§ Brief
Whenever a line in the data holds the string "with", pull that line out.
==========
PR #184, opened 2021-12-26
Fix maximize cache issues.

phulin:
* Fix compatibility with preventSlot - this was the cause of "failure to equip none" messages.
* Make sure familiar equip is in the familiar slot. This could cause problems with lefty.


phulin:
Merging this so I can put out a release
==========
§ Written solution
* Fix compatibility with preventSlot - this was the cause of "failure to equip none" messages.
* Make sure familiar equip is in the familiar slot. This could cause problems with lefty.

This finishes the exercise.